[Saved entries]
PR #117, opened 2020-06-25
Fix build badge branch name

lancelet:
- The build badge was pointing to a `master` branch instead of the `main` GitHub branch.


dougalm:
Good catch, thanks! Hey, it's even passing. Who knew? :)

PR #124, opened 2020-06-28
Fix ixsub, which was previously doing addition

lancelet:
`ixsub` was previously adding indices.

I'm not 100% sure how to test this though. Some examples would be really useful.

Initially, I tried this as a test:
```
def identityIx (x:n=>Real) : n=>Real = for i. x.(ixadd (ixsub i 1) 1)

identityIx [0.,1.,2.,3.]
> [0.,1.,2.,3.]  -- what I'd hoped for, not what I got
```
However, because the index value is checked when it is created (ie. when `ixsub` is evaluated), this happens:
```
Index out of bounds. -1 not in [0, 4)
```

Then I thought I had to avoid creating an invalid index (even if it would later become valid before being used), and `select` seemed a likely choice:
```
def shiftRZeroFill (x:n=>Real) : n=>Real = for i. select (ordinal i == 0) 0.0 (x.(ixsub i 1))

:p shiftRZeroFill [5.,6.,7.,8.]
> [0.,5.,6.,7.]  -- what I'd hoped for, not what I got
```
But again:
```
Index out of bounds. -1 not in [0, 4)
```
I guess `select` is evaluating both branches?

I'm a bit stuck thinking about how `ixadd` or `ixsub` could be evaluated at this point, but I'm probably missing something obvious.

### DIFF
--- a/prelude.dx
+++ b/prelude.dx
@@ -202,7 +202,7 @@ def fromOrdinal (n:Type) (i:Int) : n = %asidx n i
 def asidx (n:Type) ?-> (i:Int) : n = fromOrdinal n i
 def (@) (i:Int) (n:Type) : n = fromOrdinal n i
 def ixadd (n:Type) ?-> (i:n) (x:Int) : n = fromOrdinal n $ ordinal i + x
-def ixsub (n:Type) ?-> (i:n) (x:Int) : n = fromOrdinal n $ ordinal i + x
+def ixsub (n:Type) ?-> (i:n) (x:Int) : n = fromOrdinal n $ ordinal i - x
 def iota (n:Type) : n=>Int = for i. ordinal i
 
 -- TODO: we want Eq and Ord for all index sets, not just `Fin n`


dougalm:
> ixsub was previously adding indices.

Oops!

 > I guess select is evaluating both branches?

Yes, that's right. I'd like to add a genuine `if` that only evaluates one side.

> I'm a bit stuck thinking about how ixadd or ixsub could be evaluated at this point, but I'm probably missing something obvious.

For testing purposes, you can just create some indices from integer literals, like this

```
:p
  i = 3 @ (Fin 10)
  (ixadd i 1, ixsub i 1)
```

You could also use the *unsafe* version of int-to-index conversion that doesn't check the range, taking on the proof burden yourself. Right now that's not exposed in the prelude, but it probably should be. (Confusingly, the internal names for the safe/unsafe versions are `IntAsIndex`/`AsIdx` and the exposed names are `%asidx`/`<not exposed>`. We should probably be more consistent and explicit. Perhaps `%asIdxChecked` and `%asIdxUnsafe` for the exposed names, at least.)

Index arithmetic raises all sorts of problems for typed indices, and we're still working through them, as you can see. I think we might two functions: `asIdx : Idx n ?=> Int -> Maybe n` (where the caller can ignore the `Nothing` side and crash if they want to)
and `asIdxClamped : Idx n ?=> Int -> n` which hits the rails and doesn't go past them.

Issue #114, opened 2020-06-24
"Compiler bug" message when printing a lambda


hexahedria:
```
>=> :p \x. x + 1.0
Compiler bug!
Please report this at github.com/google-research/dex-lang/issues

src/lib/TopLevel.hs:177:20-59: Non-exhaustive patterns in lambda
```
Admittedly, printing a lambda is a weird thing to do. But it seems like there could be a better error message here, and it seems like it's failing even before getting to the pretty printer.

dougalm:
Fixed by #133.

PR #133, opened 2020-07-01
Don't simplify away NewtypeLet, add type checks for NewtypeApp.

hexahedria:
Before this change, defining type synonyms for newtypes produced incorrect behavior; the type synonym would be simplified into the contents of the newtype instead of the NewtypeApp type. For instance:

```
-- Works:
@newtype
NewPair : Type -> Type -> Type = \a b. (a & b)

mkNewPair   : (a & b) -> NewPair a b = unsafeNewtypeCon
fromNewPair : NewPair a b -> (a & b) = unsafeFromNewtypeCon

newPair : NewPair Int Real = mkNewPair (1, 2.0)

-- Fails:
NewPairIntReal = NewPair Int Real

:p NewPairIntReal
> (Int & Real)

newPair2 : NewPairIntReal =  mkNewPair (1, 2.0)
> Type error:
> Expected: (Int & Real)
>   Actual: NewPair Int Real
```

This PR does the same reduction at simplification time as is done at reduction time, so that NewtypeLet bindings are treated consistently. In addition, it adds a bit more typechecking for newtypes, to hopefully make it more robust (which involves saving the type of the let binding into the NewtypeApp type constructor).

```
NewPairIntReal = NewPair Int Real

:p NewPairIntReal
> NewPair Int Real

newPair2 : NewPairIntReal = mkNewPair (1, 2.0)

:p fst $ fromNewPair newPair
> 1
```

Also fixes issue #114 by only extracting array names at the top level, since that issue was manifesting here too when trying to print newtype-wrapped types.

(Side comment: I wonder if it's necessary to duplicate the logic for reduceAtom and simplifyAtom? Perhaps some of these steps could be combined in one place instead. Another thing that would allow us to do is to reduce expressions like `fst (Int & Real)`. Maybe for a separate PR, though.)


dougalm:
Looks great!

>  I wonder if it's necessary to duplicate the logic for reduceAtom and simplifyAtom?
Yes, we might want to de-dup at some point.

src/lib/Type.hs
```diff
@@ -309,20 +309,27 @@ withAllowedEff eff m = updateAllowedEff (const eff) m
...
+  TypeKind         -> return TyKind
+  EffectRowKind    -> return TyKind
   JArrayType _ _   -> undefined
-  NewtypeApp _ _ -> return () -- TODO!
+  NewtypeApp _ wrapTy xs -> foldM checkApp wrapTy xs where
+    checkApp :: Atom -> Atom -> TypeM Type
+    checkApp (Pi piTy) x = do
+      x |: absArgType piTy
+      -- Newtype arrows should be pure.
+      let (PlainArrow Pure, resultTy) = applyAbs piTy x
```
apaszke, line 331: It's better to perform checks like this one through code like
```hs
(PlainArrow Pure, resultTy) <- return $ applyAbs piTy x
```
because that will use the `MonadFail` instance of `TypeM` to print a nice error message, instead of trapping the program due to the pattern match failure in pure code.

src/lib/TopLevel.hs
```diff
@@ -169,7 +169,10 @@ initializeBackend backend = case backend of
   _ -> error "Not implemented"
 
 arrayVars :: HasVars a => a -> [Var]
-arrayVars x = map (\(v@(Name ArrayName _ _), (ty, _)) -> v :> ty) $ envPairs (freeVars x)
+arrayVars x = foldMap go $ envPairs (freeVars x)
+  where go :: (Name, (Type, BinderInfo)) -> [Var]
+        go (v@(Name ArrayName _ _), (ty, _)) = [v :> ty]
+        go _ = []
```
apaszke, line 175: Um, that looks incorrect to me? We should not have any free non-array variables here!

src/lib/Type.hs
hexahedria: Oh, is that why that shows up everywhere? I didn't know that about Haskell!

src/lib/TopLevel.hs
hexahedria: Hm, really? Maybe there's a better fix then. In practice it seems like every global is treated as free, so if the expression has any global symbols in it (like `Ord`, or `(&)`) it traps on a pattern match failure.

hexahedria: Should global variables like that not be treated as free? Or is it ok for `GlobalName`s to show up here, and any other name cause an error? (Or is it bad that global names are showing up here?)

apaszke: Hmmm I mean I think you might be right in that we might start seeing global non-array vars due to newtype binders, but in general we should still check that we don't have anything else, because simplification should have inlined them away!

### Work request
Return each line of the data above that includes the word "PlainArrow".

### Solution
+      let (PlainArrow Pure, resultTy) = applyAbs piTy x
(PlainArrow Pure, resultTy) <- return $ applyAbs piTy x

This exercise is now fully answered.